Qu’est-ce qui fait que dans certains secteurs industriels il y a un tel turn-over  ?

La volonté d’exploiter au maximum les gens. Et ce qu’on observe, c’est que le commerce est concerné. Dernièrement, j’ai rencontré deux jeunes femmes, 22 et 25 ans. Celle de 22 ans bossait dans un KFC3, et a été reconnue inapte à son poste de travail par la médecine du travail. Les gestes répétés qu’elle faisait en cuisine, la tension qu’elle subissait, l’ont conduite à l’inaptitude. A 22 ans ! L’autre jeune femme de 25 ans était vendeuse dans un magasin avec un contrat de 25 heures. Comme ça ne lui suffisait pas pour vivre, elle mettait des prospectus dans les boîtes aux lettres. C’est au cours de ce second job qu’elle a eu un accident du travail : elle s’est déchiré le biceps. Elle a été reconnue inapte et licenciée de son poste de vendeuse car elle ne pouvait plus soulever les cartons. C’est cette société-là dont on ne veut pas entendre parler. Et c’est pour cacher cette forêt-là qu’il y a ce fameux arbre des offres d’emplois non-pourvues. On pointe du doigt des personnes qui bossent au black, réalité bien faible au regard du gâchis de vies humaines, pressées au maximum au moment où elles ont le plus de jus, soit entre 25 et 45 ans. Il est faux de dire qu’on n’est pas compétitif en France. Il suffit de regarder les chiffres de l’OCDE, on est tout en haut de l’échelle en termes de richesse produite par travailleur et par heure. C’est ça qui quantifie la productivité. Mais à quel prix ? Au prix de gens cassés, broyés à 25, 30 ans. Avant d’assister à ces entretiens, je ne pensais même pas que c’était possible.

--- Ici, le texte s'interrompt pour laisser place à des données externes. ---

PR #233, opened 2023-02-14
1304 refactor certificate domain

ckr123:


domains/certificates/Query.API/API.AppTests/CertificateIssuingTests.cs
```diff
@@ -14,17 +15,25 @@
 
 namespace API.AppTests;
 
-public sealed class CertificateIssuingTests : IClassFixture<QueryApiWebApplicationFactory>, IClassFixture<MartenDbContainer>, IDisposable
+public sealed class CertificateIssuingTests :
+    IClassFixture<QueryApiWebApplicationFactory>,
+    IClassFixture<MartenDbContainer>,
+     IClassFixture<RabbitMqContainer>,
```
duizer, line 21: Minor thing: Indentation is a bit funny here

domains/certificates/Query.API/API/RabbitMq/Configurations/RabbitMqOptions.cs
```diff
@@ -0,0 +1,11 @@
+namespace API.RabbitMq.Configurations;
+
+public class RabbitMqOptions
+{
+    public const string RabbitMq = "RabbitMq";
+
+    public string Password { get; set; } = string.Empty;
+    public string Username { get; set; } = string.Empty;
+    public string Host { get; set; } = string.Empty;
+    public string Port { get; set; } = string.Empty;
```
duizer, line 10: Port should be changed to a integer (or maybe a ushort) in stead of a string.

domains/certificates/Query.API/API/appsettings.Development.json
```diff
@@ -10,5 +10,11 @@
     },
     "Datasync": {
         "Url": "http://data-sync-api"
+    },
+    "RabbitMq": {
+        "Host": "localhost",
+        "Port": "5672",
+        "Username": "guest",
+        "Password": "guest"
```
duizer, line 18: What about our docker-compose setup? It is not part of this PR, so I guess that these values will only work if you manually start a rabbitmq instance.

domains/certificates/Query.API/API.AppTests/SwaggerTests.cs
```diff
@@ -9,11 +10,18 @@
 namespace API.AppTests;
 
 [UsesVerify]
-public class SwaggerTests : IClassFixture<QueryApiWebApplicationFactory>
+public class SwaggerTests : IClassFixture<QueryApiWebApplicationFactory>, IClassFixture<RabbitMqContainer>
```
duizer, line 13: Is the RabbitMqContainer needed in order for the swagger tests to work? If yes, is that due to the WaitUntilStarted trick we did in QueryApiWebApplicationFactory ?

domains/certificates/Query.API/API.AppTests/Infrastructure/RabbitMqContainer.cs
```diff
@@ -0,0 +1,32 @@
...
+            {
+                Username = "guest",
+                Password = "guest"
+            })
+            .Build();
+
+    public string Username => testContainer.Username;
+    public string Password => testContainer.Password;
+
+
```
duizer, line 25: Minor thing: These spaces can be deleted

domains/certificates/Query.API/API.AppTests/Infrastructure/RabbitMqContainer.cs
```diff
@@ -0,0 +1,32 @@
...
+public class RabbitMqContainer : IAsyncLifetime
+{
+    private readonly RabbitMqTestcontainer testContainer;
+
+    public RabbitMqContainer() =>
+        testContainer = new TestcontainersBuilder<RabbitMqTestcontainer>()
+            .WithMessageBroker(new RabbitMqTestcontainerConfiguration
+            {
+                Username = "guest",
+                Password = "guest"
```
duizer, line 18: Since username and password is exposed as properties, is it necessary to set them here? Will they be null otherwise?

domains/certificates/Query.API/API.AppTests/ContractTests.cs
```diff
@@ -5,22 +5,27 @@
...
+    public ContractTests(QueryApiWebApplicationFactory factory, MartenDbContainer marten, RabbitMqContainer rabbitMqContainer)
     {
         dataSyncWireMock = new DataSyncWireMock(port: 9001);
         this.factory = factory;
         this.factory.MartenConnectionString = marten.ConnectionString;
         this.factory.DataSyncUrl = dataSyncWireMock.Url;
+        this.factory.RabbitMqHost = rabbitMqContainer.Hostname;
+        this.factory.RabbitMqPort = rabbitMqContainer.Port.ToString();
+        this.factory.RabbitMqUsername = rabbitMqContainer.Username;
+        this.factory.RabbitMqPassword = rabbitMqContainer.Password;
```
duizer, line 28: Suggestion: Instead of having 4 properties to set on factory we can add a method that takes all 4 arguments. This ensures that someone does not forget to set 1 of the 4 properties.

domains/certificates/Query.API/API.AppTests/CertificateIssuingTests.cs
```diff
@@ -14,17 +15,25 @@
...
+    IDisposable
 {
     private readonly QueryApiWebApplicationFactory factory;
     private readonly DataSyncWireMock dataSyncWireMock;
 
-    public CertificateIssuingTests(QueryApiWebApplicationFactory factory, MartenDbContainer martenDbContainer)
+    public CertificateIssuingTests(QueryApiWebApplicationFactory factory, MartenDbContainer martenDbContainer, RabbitMqContainer rabbitMqContainer)
     {
-        dataSyncWireMock = new DataSyncWireMock(port: 9002);
+        dataSyncWireMock = new DataSyncWireMock(port: 9003);
```
duizer, line 29: Side note: I remember now why I set this to 9002. ContractTests uses port 9001. Since it is possible that CertificateIssuingTests and ContractTests execute in parallel, then the port should unique for the test class.
I will try to see if there is a way to both randomize the port and check if the port is open in Wiremock

domains/certificates/Query.API/API/Program.cs
```diff
@@ -57,7 +57,7 @@
 
 builder.Services.AddHealthChecks();
 
-builder.Services.AddIntegrationEventBus();
+builder.Services.AddRabbitMq(builder.Configuration);
```
duizer, line 60: Will the updated diagrams and documentation be part of this PR?

duizer (changes requested):

domains/certificates/Query.API/API.AppTests/Infrastructure/RabbitMqContainer.cs
```diff
@@ -0,0 +1,32 @@
...
+using Xunit;
+
+namespace API.IntegrationTest.Infrastructure;
+
+public class RabbitMqContainer : IAsyncLifetime
+{
+    private readonly RabbitMqTestcontainer testContainer;
+
+    public RabbitMqContainer() =>
+        testContainer = new TestcontainersBuilder<RabbitMqTestcontainer>()
```
duizer, line 14: Which docker image and version of RabbitMQ will this spin up? Is it possible to set it?
In production, the RabbitMQ version is determined by the RabbitMQ operator. For the version we are using, this will use 
this docker image+tag: "bitnami/rabbitmq:3.10.14-debian-11-r1"

domains/certificates/Query.API/API.AppTests/Infrastructure/QueryApiWebApplicationFactory.cs
```diff
@@ -23,14 +23,24 @@ public class QueryApiWebApplicationFactory : WebApplicationFactory<Program>
...
+        builder.UseSetting("RabbitMq:Password", RabbitMqPassword);
+        builder.UseSetting("RabbitMq:Username", RabbitMqUsername);
+        builder.UseSetting("RabbitMq:Host", RabbitMqHost);
+        builder.UseSetting("RabbitMq:Port", RabbitMqPort);
 
         builder.ConfigureTestServices(services =>
         {
+            //  Ensure masstransit bus is started when we run our health checks
+            services.AddOptions<MassTransitHostOptions>().Configure(options => options.WaitUntilStarted = true);
             //Remove DataSyncSyncerWorker
```
anna-knudsen, line 44: Unnecessary comment? (Remove DataSyncSyncerWorker)

doc/architecture/domains/certificates.md
```diff
@@ -17,9 +17,7 @@ The reason for this split is certain constraints. The constraints are:
 
 ## Component diagram: Certificate API
 
-The component diagram shows a first iteration which is based on an in-memory integration event bus. A consequence of using the in-memory implementation is that all components that is dependent on the integration event bus must be in same container.
-
-Components that is used for mocking and will be replaced or discarded at a later are marked with its own color in the diagram.
+The component diagram shows how the solution works, based on a RabbitMQ message broker that publishes the events received from the DataSyncSyncer.
```
duizer, line 20: In the code changes in the PR, the name "RabbitMQ" is used (domains/certificates/Query.API/API/RabbitMq/Startup.cs), but in the diagram it is called "Message Broker". Before it was called "Integration Event Bus" both in the code and in the diagram. Is it possible that we can have that the name of a component (or container) is named the same in both code and in the diagram?

duizer (changes requested):

domains/certificates/Query.API/API/Program.cs
```diff
@@ -57,7 +57,7 @@
 
 builder.Services.AddHealthChecks();
 
-builder.Services.AddIntegrationEventBus();
```
duizer, line 60: We have a shared library named "IntegrationEvents" with events we expected to receive on the Integration Event Bus. Given that we here delete the concept "Integration Event Bus" from the code, should we not also do something with event(s) under the library "IntegrationEvents"?

domains/certificates/Query.API/API.AppTests/HealthTests.cs
```diff
@@ -1,17 +1,22 @@
 using System.Net;
 using System.Threading.Tasks;
 using API.AppTests.Infrastructure;
+using API.IntegrationTest.Infrastructure;
 using Xunit;
 
 namespace API.AppTests;
 
-public class HealthTests : IClassFixture<QueryApiWebApplicationFactory>
+public class HealthTests : IClassFixture<QueryApiWebApplicationFactory>, IClassFixture<RabbitMqContainer>
```
duizer, line 9: Now that we a way of getting the application in an unhealthy state (by not having a RabbitMQ container running), should we have a test that checks that the application becomes unhealthy?

domains/certificates/Query.API/API/appsettings.Development.json
```diff
@@ -10,5 +10,11 @@
     },
     "Datasync": {
         "Url": "http://data-sync-api"
+    },
+    "RabbitMq": {
+        "Host": "localhost",
+        "Port": "5672",
```
duizer, line 16:
```suggestion
        "Port": 5672,
```

domains/certificates/Query.API/API.AppTests/ContractTests.cs
duizer: If it is a method on the factory, then that method would have to store the arguments in backing fields, which is then used in the factory's ConfigureTestServices.

A maybe better approach is to expose a single property on the factory of type RabbitMqOptions. This type has all the properties anyway.

domains/certificates/Query.API/API.AppTests/Infrastructure/RabbitMqContainer.cs
ckr123: It will spin up "rabbitmq:3.7.28" - are you suggesting being specific on the image? 
Then we will need to maintain it

domains/certificates/Query.API/API.AppTests/Infrastructure/RabbitMqContainer.cs
ckr123: Yes it is necessary, else testcontainer will look for some env vars that doesnt exists

domains/certificates/Query.API/API.AppTests/SwaggerTests.cs
ckr123: Yes else it will keep waiting

domains/certificates/Query.API/API.AppTests/HealthTests.cs
ckr123: Good point, i do have some troubles getting the health check to act as i want it to act. :) Maybe we can have a chat about it?

domains/certificates/Query.API/API.AppTests/Infrastructure/RabbitMqContainer.cs
duizer: Yes, I am suggesting that it set to the same image as will be used in production. The same also goes for the docker-compose image for RabbitMQ.
Unfortunately, it is determined by the version of RabbitMQ operator and is defined in eo-base-environment. So it will be a "magic string", but cannot see a way out of solving that right now.

domains/certificates/Query.API/API.AppTests/CertificateIssuingTests.cs
duizer: No. But removing the port number inside DataSyncWireMock should mean that it gets a random port assigned. I have not tried if there should be any issues. You are welcome to do so. If you choose not, then close the conversation.

domains/certificates/Query.API/API.AppTests/HealthTests.cs
duizer: Sure

domains/certificates/Shared/RabbitMqEvents/EnergyMeasuredIntegrationEvent.cs
```diff
@@ -1,4 +1,4 @@
-namespace IntegrationEvents;
+namespace RabbitMqEvents;
```
duizer, line 1: Have you considered other names than RabbitMqEvents? I was thinking something like "MeasurementEvents" or "MeasurementMessages" as this is releated to measurements.

domains/certificates/Query.API/API.AppTests/CertificateIssuingTests.cs
duizer: I tried just removing the port, but our tests then fails. We/I have to do a bit more investigation to why that is. But that is outside of the scope of this task. I am closing the conversation.

domains/certificates/Shared/RabbitMqEvents/EnergyMeasuredIntegrationEvent.cs
ckr123: renamed to MeasurementEvents

domains/certificates/Query.API/API.AppTests/Infrastructure/RabbitMqContainer.cs
ckr123: This will introduce some errors with M1 processors

domains/certificates/Query.API/API.AppTests/HealthTests.cs
ckr123: As agreed an unhealthtests class has been created

domains/certificates/Query.API/API.AppTests/Infrastructure/QueryApiWebApplicationFactory.cs
```diff
@@ -24,24 +25,44 @@ public class QueryApiWebApplicationFactory : WebApplicationFactory<Program>
...
+            {
+                //  Ensure masstransit bus is started when we run our health checks
+                services.AddOptions<MassTransitHostOptions>().Configure(options => options.WaitUntilStarted = true);
+            }
             //Remove DataSyncSyncerWorker
             services.Remove(services.First(s => s.ImplementationType == typeof(DataSyncSyncerWorker)));
         });
     }
 
+    private bool IsRabbitMqSet() => RabbitMqSetup != null;
```
duizer, line 57: Could we make the property nullable instead? That would also fix the code smell warning from SonarCloud.

domains/certificates/Query.API/API.AppTests/UnhealthTests.cs
```diff
@@ -0,0 +1,25 @@
...
+
+namespace API.AppTests;
+
+public class UnhealthTests : IClassFixture<QueryApiWebApplicationFactory>
+{
+    private readonly QueryApiWebApplicationFactory factory;
+
+    public UnhealthTests(QueryApiWebApplicationFactory factory)
+    {
+        this.factory = factory;
```
duizer, line 14: If the `RabbitMqSetup` property is nullable, we could here have a line like `this.factory.RabbitMqSetup = null`, which indicates to the reader that there is no RabbitMQ. What do you think?

domains/certificates/Query.API/API.AppTests/SwaggerTests.cs
```diff
@@ -9,11 +11,21 @@
...
```
duizer, line 14: The code has now been changed in the factory to not wait for the bus, if RabbitMqSetup is null. So can we remove the RabbitMqContainer here from this test now?

domains/certificates/Query.API/API.AppTests/Infrastructure/RabbitMqContainer.cs
```diff
@@ -0,0 +1,33 @@
...
+    public string Username => testContainer.Username;
+    public string Password => testContainer.Password;
+
+
+    public string Hostname => testContainer.Hostname;
+    public int Port => testContainer.Port;
+
+    public async Task InitializeAsync() => await testContainer.StartAsync();
+
+    public Task DisposeAsync() => testContainer.StopAsync(); //  testContainer.DisposeAsync().AsTask();
```
duizer, line 32:
```suggestion
    public Task DisposeAsync() => testContainer.StopAsync();
```

domains/certificates/Query.API/API.AppTests/Infrastructure/RabbitMqContainer.cs
```diff
@@ -0,0 +1,33 @@
...
+                Password = "guest"
+            })
+            .Build();
+
+    public string Username => testContainer.Username;
+    public string Password => testContainer.Password;
+
+
+    public string Hostname => testContainer.Hostname;
+    public int Port => testContainer.Port;
```
duizer, line 28:
```suggestion
    public string Password => testContainer.Password;
    public string Hostname => testContainer.Hostname;
    public int Port => testContainer.Port;
```

domains/certificates/Query.API/API.AppTests/Infrastructure/QueryApiWebApplicationFactory.cs
```diff
@@ -24,24 +25,44 @@ public class QueryApiWebApplicationFactory : WebApplicationFactory<Program>
...
 
+    public RabbitMqOptions RabbitMqSetup { get; set; }
+
+
     protected override void ConfigureWebHost(IWebHostBuilder builder)
     {
         builder.UseSetting("ConnectionStrings:Marten", MartenConnectionString);
         builder.UseSetting("Datasync:Url", DataSyncUrl);
 
+        if (IsRabbitMqSet())
```
duizer, line 36: I think that as a default the ASPNETCORE_ENVIRONMENT will be set to development. If that is right, the application **may** (I am not sure) use the values listed in appsettings.development.json in QueryAPI-project. 
If not overwritten (e.g. when IsRabbitSet() is false), then will it have null/empty values or use the ones from appsettings.development.json? I am not sure. But if it uses appsettings.development.json values, then someone running the test locally will have strange test results if there is a rabbitmq running.

Doest it make sense?

domains/certificates/Query.API/API.AppTests/SwaggerTests.cs
ckr123: Seems some of the test still want to spin up rabbitmq. How is the lifecycle if these things?

domains/certificates/Query.API/API.AppTests/Infrastructure/QueryApiWebApplicationFactory.cs
ckr123: Not sure if it make sense, but no problems here when running a rabbitmq while running the tests

duizer (approved):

La suite du dossier Bye-bye turbin :

Introduction


1 Conseiller à Pôle emploi, Vincent (le prénom a été changé) fait aussi partie de l’équipe qui anime le site CGT chômeurs rebelles 56. Cf. CQFD n°115.

2 Voir l’article paru sur le site d’Alternatives économiques mis en ligne le 05/09/2014  : « Offres d’emplois non-pourvues  : la machine à fantasme ».

3 Kentucky Friend Chicken, chaine de restauration rapide.